Hi my name is ben, my girlfriend is 30 weeks pregnant, and she is on this 24/7 so I thought I would see what all of the hoo haa is about. :thumbup:


----------



## LoisP

Hi there Ben, and welcome to Bnb :thumbup:
Congratulations on your girlfriends pregnancy


----------



## Daddy1

awww thanks schweety! :D hows ur pregnancy going? :thumbup:


----------



## LoisP

none of your business actually. :rofl:
xxx


----------



## Daddy1

hahaha ur funny! I have a twin called bill.


----------



## LoisP

That's nice babe. :dohh:


----------



## Daddy1

It is indeed.
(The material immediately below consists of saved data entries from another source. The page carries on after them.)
PR #1267, opened 2024-03-03
Remove set but not used variables

qarkai:


caclark:
Implemented in commit 2c9ae87090a76

PR #1268, opened 2024-03-03
Compile modules based on HAVE_* features

qarkai:
Allows to reduce build time, `<config.h>` includes and number of `#if` macros a bit.

### DIFF
--- a/src/bar-gps.cc
+++ b/src/bar-gps.cc
@@ -19,11 +19,6 @@
  * 51 Franklin Street, Fifth Floor, Boston, MA 02110-1301 USA.
  */
 
-#include <config.h>
-
-#if HAVE_LIBCHAMPLAIN
-#if HAVE_LIBCHAMPLAIN_GTK
-
 #include "bar-gps.h"
 
 #include <cstring>
@@ -37,6 +32,8 @@
 #include <gdk/gdk.h>
 #include <glib-object.h>
 #include <pango/pango.h>
+
+#include <config.h>
 
 #include "bar.h"
 #include "compat.h"
@@ -138,7 +135,7 @@ static void bar_pane_gps_close_save_cb(GenericDialog *, gpointer data)
 	g_list_free(pgd->geocode_list);
 }
 
- static void bar_pane_gps_dnd_receive(GtkWidget *pane, GdkDragContext *,
+static void bar_pane_gps_dnd_receive(GtkWidget *pane, GdkDragContext *,
 									  gint x, gint y,
 									  GtkSelectionData *selection_data, guint info,
 									  guint, gpointer)
@@ -1158,8 +1155,5 @@ void bar_pane_gps_update_from_config(GtkWidget *pane, const gchar **attribute_na
 	gtk_widget_set_size_request(pgd->widget, -1, pgd->height);
 	bar_update_expander(pane);
 }
-
-#endif // HAVE_LIBCHAMPLAIN_GTK
-#endif // HAVE_LIBCHAMPLAIN
 
 /* vim: set shiftwidth=8 softtabstop=0 cindent cinoptions={1s: */
--- a/src/bar.cc
+++ b/src/bar.cc
@@ -188,8 +188,7 @@ static const gchar default_config_copyright[] =
 "    </layout>"
 "</gq>";
 
-#if HAVE_LIBCHAMPLAIN
-#if HAVE_LIBCHAMPLAIN_GTK
+#if HAVE_LIBCHAMPLAIN && HAVE_LIBCHAMPLAIN_GTK
 static const gchar default_config_gps[] =
 "<gq>"
 "    <layout id = '_current_'>"
@@ -202,7 +201,6 @@ static const gchar default_config_gps[] =
 "        </bar>"
 "    </layout>"
 "</gq>";
-#endif
 #endif
 
 static const KnownPanes known_panes[] = {
@@ -218,10 +216,8 @@ static const KnownPanes known_panes[] = {
 	{PANE_EXIF,		"file_info",	N_("File info"),	default_config_file_info},
 	{PANE_EXIF,		"location",	N_("Location and GPS"),	default_config_location},
 	{PANE_EXIF,		"copyright",	N_("Copyright"),	default_config_copyright},
-#if HAVE_LIBCHAMPLAIN
-#if HAVE_LIBCHAMPLAIN_GTK
+#if HAVE_LIBCHAMPLAIN && HAVE_LIBCHAMPLAIN_GTK
 	{PANE_GPS,		"gps",	N_("GPS Map"),	default_config_gps},
-#endif
 #endif
 	{PANE_UNDEF,		nullptr,		nullptr,			nullptr}
 };
--- a/src/exif.cc
+++ b/src/exif.cc
@@ -45,30 +45,28 @@
  *     Add support for marker tag 0x0000
  */
 
-#include <config.h>
+#include "exif.h"
 
-#if !HAVE_EXIV2
-
-#include <cmath>
-#include <cstdio>
-#include <cstring>
 #include <fcntl.h>
 #include <sys/mman.h>
 #include <sys/stat.h>
-#include <sys/types.h>
 #include <unistd.h>
+
+#include <cstdio>
+#include <cstring>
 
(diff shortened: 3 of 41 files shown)


caclark:
Running `test-all.sh` gives me these errors:

test:         Code Correctness_ bar-gps.cc
start time:   10:32:34
duration:     7.90s
result:       exit status 1
command:      MALLOC_PERTURB_=187 /usr/bin/clang-tidy -p ./build -quiet --config-file /home/cclark/data/geeqie/geeqie/.clang-tidy /home/cclark/data/geeqie/geeqie/build/../src/bar-gps.cc
----------------------------------- stdout -----------------------------------
../src/bar-gps.cc:57:1: error: replace macro with enum [modernize-macro-to-enum,-warnings-as-errors]
#define THUMB_SIZE 100
^~~~~~~~
../src/bar-gps.cc:57:9: error: macro 'THUMB_SIZE' defines an integral constant; prefer an enum instead [modernize-macro-to-enum,-warnings-as-errors]
#define THUMB_SIZE 100
        ^
../src/bar-gps.cc:59:1: error: replace macro with enum [modernize-macro-to-enum,-warnings-as-errors]
#define DIRECTION_SIZE 300
^~~~~~~~
../src/bar-gps.cc:59:9: error: macro 'DIRECTION_SIZE' defines an integral constant; prefer an enum instead [modernize-macro-to-enum,-warnings-as-errors]
#define DIRECTION_SIZE 300

In commit a4ce95bc11a I made some changes for `modernize-macro-to-enum` and removed the exclude from `.clang-tidy`. I missed `bar-gps.cc`, but I do not know why.

The inconsistency in checks is because the GitHub runner is Ubuntu 22.04 which uses clang-tidy 14. The `modernize-macro-to-enum` check was introduced in clang-tidy 15.

At sometime the GitHub runner will be updated, but I do not know the schedule.

Do you wish the patch to be committed as it is?

qarkai:
Let's commit as it is. I'll fix these warnings in separate PR.

BTW I don't think these macro should be replaced with enum. Enum is for set of values. Like in https://github.com/BestImageViewer/geeqie/commit/a4ce95bc11a58700e29c15d324f9ed4d7c27900a#diff-c9276a6068fc1de23fad46678f763188f8a07d8d9327a6513512d47773055dfcR2224
I'd replace these macros and most of enums from a4ce95b with constants of explicit types.

caclark:
@qarkai 
> I'd replace these macros and most of enums from https://github.com/BestImageViewer/geeqie/commit/a4ce95bc11a58700e29c15d324f9ed4d7c27900a with constants of explicit types.

I'm sorry, but I do not understand c++. Perhaps you could give me an opinion about the implementation of this:

Original:
`#define ADVANCED_EXIF_DATA_COLUMN_WIDTH 200
`

Auto-fixed by clang-tidy:
`enum {`
`	ADVANCED_EXIF_DATA_COLUMN_WIDTH = 200`
`};`

I assume that `constexpr` is required, and that constant variable names must be lower-case. So either:
`namespace`
`{`
`constexpr gint advanced_exif_data_column_width = 200;`
`}`
or:
`namespace`
`{`
`constexpr auto advanced_exif_data_column_width = 200;`
`}`
would be OK. Is that so?

qarkai:
> I assume that `constexpr` is required

Not really but it's good for compile-time optimization https://stackoverflow.com/a/13347355/6771534

> So either:
> `namespace`
> `{`
> `constexpr gint advanced_exif_data_column_width = 200;`
> `}`
> or:
> `namespace`
> `{`
> `constexpr auto advanced_exif_data_column_width = 200;`
> `}`
> would be OK. Is that so?

I'd use former, i.e. `constexpr gint` for explicit type.

xsdg:
I'm obviously out of the habit of this codebase, but a lot of C++ codebases I've used have had the habit (just like C) that true constants are still capitalized.

My personal preference (and again, I don't know how much that fits with the current style direction of the codebase) would be for constants (especially global constants) to remain capitalized, because it still makes them easy to distinguish from non-constant variables.

xsdg:
(Also, I agree that it would be better to avoid `auto` for this kind of usecase and use an explicit type)

xsdg:
Every constant from a C-language library will also use `ALL_CAPS` for constants, right?  My personal feeling is that it's important to maintain consistency with that pattern, but again, I'm not the right person to make any conclusive decision.

As for an actual guideline, I think it depends on the intent of the variable.   I think that if it's a constant where the intent is for it to be widely referenced (either within the compilation unit, or more broadly) as a constant, that should always be capitalized.  And generally, any time the original code used `#define`, that's automatically a global constant, and should automatically be capitalized.

That said, if it's a temporary in the middle of a function, and someone's using const or constexpr because it's a good habit, but there is no intent for it to be widely referenced, I think that should generally be up to the author's judgment, defaulting to lower-case.  So I think something like this would be reasonable:
```
namespace {
// This must be capitalized.
constexpr int CYCLE_COUNT = 13;
}  // anonymous namespace

void MyClass::RunCycles() {
  for (int cycle_idx = 0; cycle_idx < CYCLE_COUNT; ++cycle_idx) {
    // For me, either capitalized or lower-case would be fine for both debug_prefix and duration_limit_s,
    // but my preference is lower-case to indicate to code readers that they have limited scope.
    const std::string debug_prefix = absl::StrFormat("[Cycle %d]: ", cycle_idx);
    constexpr int duration_limit_s = 5;

    // I think foo_result and bar_result below _must_ be lower-case.
    const int foo_result = attempt_foo(cycle_idx, duration_limit_s);
    if (foo_result != 0) {
      std::cerr << debug_prefix << "encountered error " << foo_result << " while attempting foo" << std::endl;
    }

    const int bar_result = attempt_bar(cycle_idx, duration_limit_s);
    if (bar_result != 0) {
      std::cerr << debug_prefix << "encountered error " << bar_result << " while attempting bar" << std::endl;
    }
  }
}
```

caclark:
`clang-tidy` `readability-identifier-naming` check has extensive options, all with auto-fix.

xsdg:
From https://clang.llvm.org/extra/clang-tidy/checks/readability/identifier-naming.html

It looks like clang-tidy distinguishes the following types of constants:
- ClassConstant
- Constant
- ConstantMember
- ConstantParameter
- ConstantPointerParameter
- ConstexprVariable
- EnumConstant
- GlobalConstant
- GlobalConstantPointer
- LocalConstant
- LocalConstantPointer
- ScopedEnumConstant
- StaticConstant

I think for what proposal I offered, that would mean `GlobalConstant` and `GlobalConstantPointer` being all caps.  But it's not clear to me that those options provide enough nuance to distinguish between `debug_prefix` (`const`, all caps or lowercase), `duration_limit_s` (`constexpr`, all caps or lowercase), and `foo_result` (`const`, lowercase only)

caclark:
@qarkai  @xsdg  @ anyone

> I'd replace these macros and most of enums from https://github.com/BestImageViewer/geeqie/commit/a4ce95bc11a58700e29c15d324f9ed4d7c27900a with constants of explicit types.

This problem has resurfaced when I ran `clang-tidy --autofix` on some changes:

`src/exif.cc:1294:9: error: macro 'EXIF_DATA_AS_TEXT_MAX_COUNT' defines an integral constant; prefer an enum instead [modernize-macro-to-enum,-warnings-as-errors]`

And the single-value-enum check throws an error.

The opinion of the Internet is:

image

Which way should Geeqie go? If single value enums are to be avoided, I can put NOLINTs wherever appropriate.

qarkai:
> `defines an integral constant; prefer an enum instead`

Not sure why clang-tidy doesn't suggest good old constant/constexpr for single macro.

> The opinion of the Internet is

It also doesn't include `const`/`constexpr` feature.

> Which way should Geeqie go?

I still vote for constants. Specifically `EXIF_DATA_AS_TEXT_MAX_COUNT` could be internal constant of `exif_item_get_data_as_text_full()` function. Something like
```c++
constexpr gint EXIF_DATA_AS_TEXT_MAX_COUNT = 16;
const gint ne = std::min(item->elements, EXIF_DATA_AS_TEXT_MAX_COUNT);
```

caclark:
@qarkai 
If you ask the Internet a question, the answer depends.... AI is not perfect ! :
image

So const/constexpr would be preferable.

PR #1272, opened 2024-03-06
Updated Swedish translation

gusnan:
Updated Swedish po file.


caclark:
Implemented in commit a07a2054b

PR #1277, opened 2024-03-09
Add PanColor to simplify pan functions

qarkai:
Move some defines to cc files.


caclark:
Implemented in commit afe2510

PR #1280, opened 2024-03-10
Use p_step to avoid has_alpha comparison in loop

qarkai:


caclark:
Implemented in commit 2a3aaf4f16

PR #1281, opened 2024-03-10
Use std::swap instead of temporary values

qarkai:
Searched for `t`, `tmp`, `temp` variables.


caclark:
Implemented in commit 8c8de657d61

PR #1284, opened 2024-03-11
Fix some GTK deprecation warnings

qarkai:


caclark:
Implemented in commit c7e685513f

PR #1288, opened 2024-03-14
Silence GTK deprecation warnings in champlain-gtk

qarkai:
Also remove unused pragma.


caclark:
Implemented in commit bb9c132df1bb

PR #1290, opened 2024-03-16
Replace deprecated gdk_window_get_pointer

qarkai:
Simplify comparison a bit.


caclark:
Implemented in commit f1f4117c233ef5

PR #1291, opened 2024-03-16
Enable and fix clang-tidy readability-simplify-boolean-expr

qarkai:
Replace some macros with inline functions.


caclark:
Implemented in commit 1c963ff15a

PR #1292, opened 2024-03-16
Convert group_keys to std::array

qarkai:


caclark:
Implemented in commit 4174e0bc

PR #1459, opened 2024-08-04
Simplify orientation handling a bit

qarkai:


caclark:
Implemented in commit 06d94efeb48385c2988ebde1edaf498e28e0f452

PR #1460, opened 2024-08-04
Simplify adding layouts in draw page print callback

qarkai:


caclark:
Implemented in commit 3f4fb64a98b9a9541081ca7fe7e225863fd42468

PR #1461, opened 2024-08-04
Fix memory leaks after g_list_free() calls

qarkai:


caclark:
Implemented in commit 4922f3d35cfedc86b6ce4b93369dbf6522ff8e33

PR #1463, opened 2024-08-05
Add ClipboardAction enum instead of action_copy flag

qarkai:
See https://isocpp.github.io/CppCoreGuidelines/CppCoreGuidelines#i4-make-interfaces-precisely-and-strongly-typed and
https://alexkondov.com/should-you-pass-boolean-to-functions/#context for rationale.


caclark:
Implemented in commit 49230f5f22341c041d290257ac3e64d5472129e9

PR #1464, opened 2024-08-05
Extract duplicated code to cache_maintain_data_new()

qarkai:
Also make `cache_maintain_home()` internal.


caclark:
Implemented in commit 1944cd872c0dec6271d049b801bae2aedd4b9e26

PR #1466, opened 2024-08-06
Simplify log_domain_print_message()

qarkai:
Use `g_regex_match_simple()` instead of POSIX regex functions.
Make static.
Make `buf` parameter `const`, move freeing `buf` to callers.


caclark:
Implemented in commit 03cf3a5e6206f3ac7ca4cbd2ebd0e130675076a3

PR #1470, opened 2024-08-09
Fix couple memory leaks

qarkai:


caclark:
Implemented in commit 72f9727b234d421256dd107ba157a93363c19b23

PR #1471, opened 2024-08-09
Declare internal functions static

qarkai:
Move whole block of static functions to anonymous namespace.
Remove found unused `exif_add_item()` function.


caclark:
Implemented in commit ea92dab35a3763f91547ce662c3ad42f4e2c350b

PR #1473, opened 2024-08-12
Fix country_name -> country_code misprint in gr_file_info()

qarkai:
Reduce scope of some variables to avoid misprint warnings.


caclark:
Implemented in commit 5029e4fdf753269661f5d0e98702073855f342a2

PR #1474, opened 2024-08-13
Simplify image_get_path() usage

qarkai:
Drop odd const casting.
Cache result in variable.
Drop unnecessary string duplication.


caclark:
Implemented in commit 308e1efe0cd405323497da06f9fccf4b8f935e31

PR #1475, opened 2024-08-14
Fix memory leaks after pixbuf_inline() calls

qarkai:
Also replace GtkAboutDialog's logo property with logo-icon-name to avoid manual creation of pixbuf.


caclark:
Implemented in commit 1c1430a8159dc29d83b5b25dccf43e68617a9fc0

PR #1791, opened 2025-06-26
Bump GLib version to 2.66

qarkai:
See https://github.com/BestImageViewer/geeqie/pull/1790#issuecomment-3009541624 and later for rationale.


caclark:
Implemented in commit a5234672f03693ef8c4fd445c17d0e63fa64cfb9

PR #1793, opened 2025-06-28
Use g_autolist(GtkTreePath)

qarkai:
Simplify related code.


caclark:
Implemented in commit 2b75c97b0ad570b4e2a9ef8ad2c52d7b21eb6405

PR #1795, opened 2025-06-29
Use g_autolist(WindowNames)

qarkai:


caclark:
Implemented in commit df124d92076ea1873420a3dbcbecd8d8cd89f2c4

PR #1798, opened 2025-07-04
per-image information text in the collection window

UweOhse:
In another project i create lists of similar images, sorted by a sharpness measure (it's a culling helper).
This value i want to show in the geeqie collection window.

What you been doing during ur pregnancy then? U bin up to much????????????? safe


----------



## LoisP

:dohh:


----------



## Daddy1

:thumbup:


----------



## LoisP

:haha:


----------



## Daddy1

So have you got a girl or a boy on the way? x


----------



## LoisP

:blue:


----------



## Daddy1

very nice :) congratulations. any names decided?


----------



## LoisP

Congratulations on impregnating me :thumbup:
Right, game over now. Don't like pretending I don't know you, it's weird :dohh:


----------



## Daddy1

yea I agree does feel a bit wierd lol. fancy some lunch? im starving lol. :D xxxxxxxxxxxxx


----------



## LoisP

Yeah i do actually hun :)
We having got anything though, like i said earlier, i want a hotdog. We could grab one on the way to the school, if not you'll have to go shop :hugs: x


----------



## Daddy1

hahaha well thats completely up to you my baby :) u fancy one from the shop or a decent one that gets cooked for us ;) mmmhhhmmmm xxx :D


----------



## LoisP

One that gets cooked for us, definately. :)


----------



## Daddy1

yea u know it they r banging :) :thumbup: ILY baby xxxxxxxxx


----------



## Regalpeas

lol Welcome!


----------



## Groovychick

Hello and welcome! :hi:


----------



## Lillipop

:wave: Hello,
Welcome to BnB :)


----------



## v2007

Hi and welcome to BnB. 

:wave:

V xxxx


----------



## Waiting2bMommy

:flow: Hello & Welcome! :wave:


----------



## carolyn_s

hi and welcome! xx


----------



## jenny_wren

:rofl:

welcome :wave:

where abouts in surrey are you nutters?

:flower:​


----------



## LoisP

jenny_wren said:


> :rofl:
> 
> welcome :wave:
> 
> where abouts in surrey are you nutters?
> 
> :flower:​


we are from Cheam/Sutton :) x


----------



## xxxjacxxx

:wave: Hi and welcome to Baby and Bump :flower:


----------



## wtt :)

:lol: Welcome! :flower:


----------



## xJG30

https://www.angel9oh7.com/images/gif/w/wel4lt.gif :wave:


----------



## Tegans Mama

:wave: Welcome to BnB


----------



## LittlePants

:hi::hi::hi:
and 
Welcome!


----------



## cleckner04

Welcome!! :wave:


----------